## WORK REQUEST
Using the records provided below, locate and copy each line that contains the word "value".

DATA section start

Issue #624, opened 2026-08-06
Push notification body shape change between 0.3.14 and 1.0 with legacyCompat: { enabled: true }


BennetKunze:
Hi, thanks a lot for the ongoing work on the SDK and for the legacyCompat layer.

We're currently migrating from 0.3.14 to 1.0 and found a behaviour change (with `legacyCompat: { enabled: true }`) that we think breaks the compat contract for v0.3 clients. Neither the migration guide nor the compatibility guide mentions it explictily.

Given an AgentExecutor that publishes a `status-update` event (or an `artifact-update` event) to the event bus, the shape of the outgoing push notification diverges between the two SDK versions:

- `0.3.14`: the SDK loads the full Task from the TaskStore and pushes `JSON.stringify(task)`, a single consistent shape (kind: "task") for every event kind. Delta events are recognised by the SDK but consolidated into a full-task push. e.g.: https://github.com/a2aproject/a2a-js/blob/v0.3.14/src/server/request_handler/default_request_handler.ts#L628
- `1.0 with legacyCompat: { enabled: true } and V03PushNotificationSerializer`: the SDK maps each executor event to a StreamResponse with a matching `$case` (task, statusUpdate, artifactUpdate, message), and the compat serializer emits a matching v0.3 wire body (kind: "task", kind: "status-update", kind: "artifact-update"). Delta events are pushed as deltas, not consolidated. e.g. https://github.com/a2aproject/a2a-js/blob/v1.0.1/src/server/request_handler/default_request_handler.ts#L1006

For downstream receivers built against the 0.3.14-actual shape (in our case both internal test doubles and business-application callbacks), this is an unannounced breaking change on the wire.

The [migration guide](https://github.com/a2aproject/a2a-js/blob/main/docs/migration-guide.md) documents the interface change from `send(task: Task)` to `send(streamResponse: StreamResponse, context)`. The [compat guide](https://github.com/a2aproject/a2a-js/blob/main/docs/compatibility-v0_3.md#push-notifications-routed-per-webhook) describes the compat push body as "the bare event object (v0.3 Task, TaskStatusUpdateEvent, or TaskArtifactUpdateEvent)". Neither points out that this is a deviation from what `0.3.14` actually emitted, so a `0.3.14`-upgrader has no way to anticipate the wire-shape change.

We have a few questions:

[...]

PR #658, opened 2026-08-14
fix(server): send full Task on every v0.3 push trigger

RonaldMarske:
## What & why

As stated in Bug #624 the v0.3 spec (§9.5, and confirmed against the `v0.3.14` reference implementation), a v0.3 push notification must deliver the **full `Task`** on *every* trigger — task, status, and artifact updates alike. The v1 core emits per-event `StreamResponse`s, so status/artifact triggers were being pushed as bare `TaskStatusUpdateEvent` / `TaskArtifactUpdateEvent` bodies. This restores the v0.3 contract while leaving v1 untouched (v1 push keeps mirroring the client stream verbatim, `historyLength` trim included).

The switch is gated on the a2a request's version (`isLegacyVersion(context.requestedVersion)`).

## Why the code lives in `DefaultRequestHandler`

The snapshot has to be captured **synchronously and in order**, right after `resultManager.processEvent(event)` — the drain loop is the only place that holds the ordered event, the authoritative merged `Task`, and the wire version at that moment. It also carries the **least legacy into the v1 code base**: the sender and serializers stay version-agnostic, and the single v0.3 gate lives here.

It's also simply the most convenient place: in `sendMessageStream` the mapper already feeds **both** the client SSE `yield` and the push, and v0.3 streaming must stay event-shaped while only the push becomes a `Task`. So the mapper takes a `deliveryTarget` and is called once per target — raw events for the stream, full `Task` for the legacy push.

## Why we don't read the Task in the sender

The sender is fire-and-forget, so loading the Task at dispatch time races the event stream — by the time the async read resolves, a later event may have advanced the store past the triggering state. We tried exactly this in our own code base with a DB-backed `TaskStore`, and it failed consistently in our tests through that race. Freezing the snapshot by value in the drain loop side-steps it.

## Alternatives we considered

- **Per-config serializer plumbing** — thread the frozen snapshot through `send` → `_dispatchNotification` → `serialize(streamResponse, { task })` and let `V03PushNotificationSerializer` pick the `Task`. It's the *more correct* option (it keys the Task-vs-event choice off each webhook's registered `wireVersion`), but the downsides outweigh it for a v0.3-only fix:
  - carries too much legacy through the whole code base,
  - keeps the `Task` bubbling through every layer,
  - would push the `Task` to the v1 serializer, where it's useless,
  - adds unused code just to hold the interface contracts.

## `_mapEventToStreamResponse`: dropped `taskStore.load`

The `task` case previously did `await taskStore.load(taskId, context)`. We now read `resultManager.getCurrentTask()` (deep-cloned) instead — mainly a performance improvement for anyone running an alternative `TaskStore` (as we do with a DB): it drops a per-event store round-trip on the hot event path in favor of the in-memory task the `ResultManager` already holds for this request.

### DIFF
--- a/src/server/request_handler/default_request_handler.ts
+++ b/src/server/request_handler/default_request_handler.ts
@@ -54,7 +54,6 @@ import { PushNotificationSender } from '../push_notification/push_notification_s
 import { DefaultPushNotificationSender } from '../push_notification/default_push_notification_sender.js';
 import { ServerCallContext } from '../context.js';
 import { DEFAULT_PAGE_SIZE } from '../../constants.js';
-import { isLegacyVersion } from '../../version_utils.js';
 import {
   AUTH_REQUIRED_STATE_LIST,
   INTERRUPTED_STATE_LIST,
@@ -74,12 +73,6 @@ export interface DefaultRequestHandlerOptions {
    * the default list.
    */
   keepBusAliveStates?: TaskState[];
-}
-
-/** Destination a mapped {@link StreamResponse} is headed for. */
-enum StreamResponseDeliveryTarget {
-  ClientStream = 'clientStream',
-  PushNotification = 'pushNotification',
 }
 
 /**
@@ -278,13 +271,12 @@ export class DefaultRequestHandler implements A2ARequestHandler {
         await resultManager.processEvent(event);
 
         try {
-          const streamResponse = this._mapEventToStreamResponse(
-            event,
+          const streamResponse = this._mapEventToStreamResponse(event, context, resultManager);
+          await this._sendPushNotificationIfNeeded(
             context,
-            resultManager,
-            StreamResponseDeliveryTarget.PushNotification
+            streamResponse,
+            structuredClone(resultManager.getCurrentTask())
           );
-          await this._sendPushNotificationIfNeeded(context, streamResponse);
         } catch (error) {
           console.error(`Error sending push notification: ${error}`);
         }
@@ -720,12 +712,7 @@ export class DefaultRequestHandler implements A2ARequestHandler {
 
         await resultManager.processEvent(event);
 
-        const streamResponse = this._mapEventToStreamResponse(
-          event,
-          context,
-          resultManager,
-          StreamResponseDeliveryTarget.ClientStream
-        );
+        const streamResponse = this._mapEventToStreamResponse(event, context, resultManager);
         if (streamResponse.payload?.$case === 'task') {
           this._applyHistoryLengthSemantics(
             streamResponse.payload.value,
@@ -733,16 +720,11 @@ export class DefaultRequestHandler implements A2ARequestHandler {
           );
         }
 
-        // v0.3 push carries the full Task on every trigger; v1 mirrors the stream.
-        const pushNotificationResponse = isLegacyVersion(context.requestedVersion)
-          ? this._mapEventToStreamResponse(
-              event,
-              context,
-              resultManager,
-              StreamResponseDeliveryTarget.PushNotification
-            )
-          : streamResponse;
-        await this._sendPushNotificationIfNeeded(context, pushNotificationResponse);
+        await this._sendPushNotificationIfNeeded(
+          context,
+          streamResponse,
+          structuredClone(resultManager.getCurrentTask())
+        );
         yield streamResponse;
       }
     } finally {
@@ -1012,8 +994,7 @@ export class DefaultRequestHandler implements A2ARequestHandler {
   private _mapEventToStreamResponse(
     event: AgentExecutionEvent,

DATA section end

## ANSWER SECTION
The sender is fire-and-forget, so loading the Task at dispatch time races the event stream — by the time the async read resolves, a later event may have advanced the store past the triggering state. We tried exactly this in our own code base with a DB-backed `TaskStore`, and it failed consistently in our tests through that race. Freezing the snapshot by value in the drain loop side-steps it.
             streamResponse.payload.value,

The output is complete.